For example, given this log is received on 23 March, 2021:
{
"value": "A log message",
"origin": "linux-apache2",
"EBP_METADATA": {
"agent": {
"type": "auditbeat",
"version": "7.10.1"
},
"customer": "neteye",
"retention": "6_months",
"blockchain_tag": "0",
"event": {
"module": "elproxysigned"
}
}
}
Then the inferred data stream name is: auditbeat-7.10.1-elproxysigned-neteye-6_months-0
As a consequence of the default values and of the default Logstash configuration,
most of the data streams created by El Proxy will have elproxysigned
in the name.
Consequently, special care should be applied when manipulating those data streams and documents;
in particular, the user must not delete or rename *-elproxysigned-*
data streams manually nor alter
the content of ES_BLOCKCHAIN
or EBP_METADATA
fields as any change could lead to a broken
blockchain.
How Elasticsearch Ingest Pipeline are defined for each log¶
A common use case is that logs going through El Proxy need to be enriched by some Elasticsearch Ingest Pipeline when they are indexed in Elasticsearch.

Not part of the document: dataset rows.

Issue #53, opened 2024-10-19
🐛 Missing Shared Library on Fedora 40


Nanianmichaels:
### Description

Hello.

I have just run Fladder on Fedora 40, and it errored out with a missing shared library, more specifically libmpv.so.1.

Please consider adding that library to the app's lib folder, or adding instructions on how to get it on the system on the download page (included below for F40).

### Reproduction steps

1. Try to load the app via terminal.
2. App will error out from missing shared library; if loaded by double-clicking the executable, it will simply not load.

For F40 users, you need to install at least mpv-devel, and then symlink the shared library.

Steps required:

- sudo dnf install mpv-devel
- sudo ln -s /usr/lib64/libmpv.so /usr/lib64/libmpv.so.1

I personally also installed mpv, but the library in question was only available on mpv-devel.

For Debian-based systems, the commands apparently are:
sudo apt install libmpv-dev libmpv2 (or libmpv1, depending on the source)
sudo ln -s /usr/lib/x86_64-linux-gnu/libmpv.so /usr/lib/libmpv.so.1

I have not, however, tested the solution on a Debian-based system.

### Platform

Linux

### App Version

v0.2.6-alpha

bazzadazza72:
> I have not, however, tested the solution on a Debian-based system.

I believe the issue happens on all Linux distributions, including Debian. I'll have a look at what modules it uses, could be a typo somewhere.

bazzadazza72:
If I can't fix the issue, or another workaround other than the one you've provided is found, I'll write some documentation

PartyDonut:
I think it would also help if we can package the linux binaries in something like Flatpak or an appimage (or both)?

That would include all libraries I believe.

bazzadazza72:
I did think about doing that, I would recommend doing an AppImage, personally, but if you want to distribute it to a wider audience, Flatpak would be the way to go.

PartyDonut:
Let's try for both if possible 👍🏼 .

bazzadazza72:
Just found this as a resource: https://appimage-builder.readthedocs.io/en/latest/examples/flutter.html, very promising

bazzadazza72:
> Let's try for both if possible

Will get started on that this week, shouldn't take too long 🤞

lmgarret:
I'm working on a Flatpak build [here](https://github.com/lmgarret/Fladder/tree/lmg/flatpak) , I'm getting close to something clean for a PR. 

[...]

Issue #122, opened 2024-11-05
💡 Upgrade media player


PartyDonut:
### Description

Currently the app uses media_kit.
This is fine for most scenarios and easy to use but it has some small drawbacks for certain platforms.

Option 1:
Upgrade to latest development media_kit and possible fine tune the options per platform or even per installment?

Option 2:
Investigate into using https://pub.dev/packages/fvp instead. This might yield better result.

Could maybe even be a mix of the two.

### Reproduction steps

df

### Screenshots

![DESCRIPTION](LINK.png)

### Platform

iOS

bazzadazza72:
Using `fvp` might be a good plan. Reading the documentation leads me to believe it uses FFmpeg instead of MPV as its backend, which might mitigate the library issues we've been having on Linux.

PartyDonut:
fvp uses libmdk, with a fall-back to ffmpeg if there is no GPU decoding available. But yes, especially the Dolby Vision support has me hopefull.
One of the big reasons not to switch is I have no idea how subtitle support is for fvp.

PR #125, opened 2024-11-06
Automatically build a Flatpak bundle

lmgarret:
## Pull Request Description

This adds the manifest file to build a flatpak bundle with each release. It does not cover publishing to Flathub, which is a different topic IMO.

Heavily inspired by the [Jellyfin Media Player flatpak manifest](https://github.com/flathub/com.github.iwalton3.jellyfin-media-player/blob/master/com.github.iwalton3.jellyfin-media-player.json), building ffmpeg, mpv and other dependencies by source as recommended for flatpaks.

## Issue Being Fixed

It is a potential solution to #53

## Checklist

- [X Check that any changes are related to the issue at hand.

### DIFF
--- a/flatpak/nl.jknaapen.fladder.yaml
+++ b/flatpak/nl.jknaapen.fladder.yaml
@@ -1,0 +1,216 @@
+id: nl.jknaapen.fladder
+runtime: org.gnome.Platform
+runtime-version: '46'
+sdk: org.gnome.Sdk
+
+command: Fladder
+finish-args:
+  # X11/Wayland access
+  - --share=ipc
+  - --socket=fallback-x11
+  - --socket=wayland
+  # Audio playback
+  - --socket=pulseaudio
+  # Network access for Jellyfin streaming
+  - --share=network
+  # File access for downloads/media
+  - --filesystem=home
+  # Hardware acceleration
+  - --device=dri
+  # Allow notification access
+  - --talk-name=org.freedesktop.Notifications
+  - --talk-name=org.freedesktop.PowerManagement
+  - --talk-name=org.freedesktop.ScreenSaver
+  - --talk-name=org.freedesktop.portal.*
+
+modules:
+  - name: mpv
+    buildsystem: meson
+    config-opts:
+      - -Dlibmpv=true
+      - -Dcplayer=false
+      - -Dbuild-date=false
+      - -Dmanpage-build=disabled
+      - -Dvaapi=enabled
+      - -Dcuda-hwaccel=enabled
+      - -Dpulse=enabled
+      - -Dalsa=enabled
+      - -Duchardet=enabled
+    cleanup:
+      - /lib/pkgconfig
+      - /share
+      - /include
+    sources:
+      - type: git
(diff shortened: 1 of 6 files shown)


linux/my_application.cc
```diff
@@ -109,6 +109,7 @@ static void my_application_init(MyApplication *self) {}
 
 MyApplication *my_application_new()
 {
+	g_set_prgname(APPLICATION_ID);
```
lmgarret, line 112: This fixes KDE showing the default wayland icon in some scenarios (e.g. alt+tab) instead of the app's one.
Took me way too much time to find out, ([thanks to this comment](https://github.com/flutter/flutter/issues/53229#issuecomment-2347348554)).

flatpak/nl.jknaapen.fladder.yaml
```diff
@@ -0,0 +1,216 @@
...
+sdk: org.gnome.Sdk
+
+command: Fladder
+finish-args:
+  # X11/Wayland access
+  - --share=ipc
+  - --socket=fallback-x11
+  - --socket=wayland
+  # Audio playback
+  - --socket=pulseaudio
```
PartyDonut, line 13: Would this mean it only works on pulseaudio, not with pipewire?

PartyDonut (approved):
Looks good to me. had a small question but feel free to merge.
Thanks for adding flatpak support 👍🏼

flatpak/nl.jknaapen.fladder.yaml
lmgarret: That's a fair point, apparently it works if there's the pipewire-pulseaudio compat layer, but we may need to do something like done in this PR https://github.com/flathub/com.github.iwalton3.jellyfin-mpv-shim/pull/10 .
I'll investigate it later

lmgarret: I added the changes to allow mpv's access to the pipewire socket. I can confirm with `pw-cli ls Node` that the previous flatpak would use `client.api=pipewire-pulse`, whereas with this change it uses pipewire directly. Both cases worked as expected.

I've also added a title to the media_kit `PlayerConfiguration` so that the app shows as `Fladder` in the volume mixer and not the default `mpv`. The icon is still mpv's in the volume mixer, I could not find what causes it. But I guess it may not be worth digging into, especially with #122

PartyDonut: Thanks for implementing/checking this out. Always a good idea to support multiple use cases.

> I've also added a title to the media_kit `PlayerConfiguration` so that the app shows as `Fladder` in the volume mixer and not the default `mpv`. The icon is still mpv's in the volume mixer, I could not find what causes it. But I guess it may not be worth digging into, especially with #122

Correct best to wait after that issue is closed whether this is something we want/need fixed.

PartyDonut (dismissed):

PartyDonut (approved):

PartyDonut:
@lmgarret 
This is done/ready to merge I think?

lmgarret:
@PartyDonut looks done to me too yes

PR #126, opened 2024-11-06
bugfix: Fix sending NowPlayingQueue in progress reports

### LINKED ISSUE #121: 🐛 Progress report causes to thread pool starvation on server side
### Description

Hi! This is a bug I've only found now, I've mostly been using the app to play content offline.

While playing some TV show episode, the Jellyfin server became unresponsive. I could see on the server that the count of jellyfin ffmpeg threads went from ~20-30 to serveral hundreds.

I wrote this quick script to monitor the number of ffmpeg threads on the server, polling it every 5s

```bash
#!/bin/bash

while true; do
	current_time=$(date +"%Y-%m-%d %H:%M:%S")
	count=$(pgrep -wf ffmpeg | wc -l)
	echo "$current_time: $count"
	sleep 5
done
```

The jellyfin server logs show:

```log
[2024-11-04 09:46:10.079 +00:00] [WRN] As of "11/04/2024 09:46:08 +00:00", the heartbeat has been running for "00:00:01.2073446" which is longer than "00:00:01". This could be caused by thread pool starvation.
```

### Reproduction steps

1. On the server sidem, run the shared script above to monitor the number of ffmpeg threads started
2. Play an episode of a TV show with a lot of episodes (around 170 in my case)
3. Monitor the number of threads, which should quickly rise, around 10 per sec in my case. The server may eventually crash

See `Other notes` below for more investigation details which brought me to these reproduction steps

### Screenshots

DESCRIPTION

## Other notes
I initially got the issue while running the Linux app. To investigate the API calls being made, I ran the web version and got the same issue. I tried streaming the same episode using the Jellyfin web interface and the official Jellyfin Media Player and did not run in this issue.

Inspecting the API calls, I noticed that:

1. Fladder calls `POST /Sessions/Playing/Progress` every 1.5s when the offical frontend do it every ~10s
2. Fladder sends a pretty big (170+ in that case) `NowPlayingQueue` list when reporting progress, whereas the official frontend does not send any?

Point 1. sure seems convenient, having a better granular progress tracking (although resuming an episode to max 10s before you stopped watching it can actually be a good feature). But point 2. a.k.a. the big `NowPlayingQueue` looks suspicious. I then tried to

2. 1. Play an episode in a TV show with way less episodes in total. The `NowPlayingQueue` had around ~50 elements, and I did not run into the same issue.
2. 2. Patched the code heartbeat
https://github.com/DonutWare/Fladder/blob/043e465058ae8c65df522f2c98da089ea5956b91/lib/models/playback/transcode_playback_model.dart#L65-L66
and here
https://github.com/DonutWare/Fladder/blob/043e465058ae8c65df522f2c98da089ea5956b91/lib/models/playback/direct_playback_model.dart#L65-L66

to return `[]`. It doesn't trigger the bug as well (although not a fix)

### Platform

Linux, Web

### App Version

v0.4.1

lmgarret:
## Pull Request Description

Fixes a potential thread pool starvation error on the server side when reporting the player's progress, by not sending any `NowPlayingQueue`. The `Next Up` banner/screen still shows up at the end of the content, and I haven't found any side effects.

## Issue Being Fixed

Resolves #121

## Checklist

### DIFF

El Proxy supports this use case and allows its callers to specify, for each log, the ID
of Ingest Pipeline that needs to enrich the log. The ID of the Ingest Pipeline is
defined by the field EBP_METADATA.pipeline
of the incoming log.
If EBP_METADATA.pipeline
is left empty, the log will not be preprocessed by any
specific Ingest Pipeline.
Error Handling¶
El Proxy implements two different recovery strategies in case of errors. The first one is a simple retry strategy used in case of unrecoverable communication errors with Elasticsearch; the second one, instead, is used in case Elasticsearch has issues with processing some of the sent logs and aims at doing whatever is possible in order to successfully save those logs in Elasticsearch. Both strategies resolve to the use of a Dead Letter Queue to deal with a widely known issue named backpressure.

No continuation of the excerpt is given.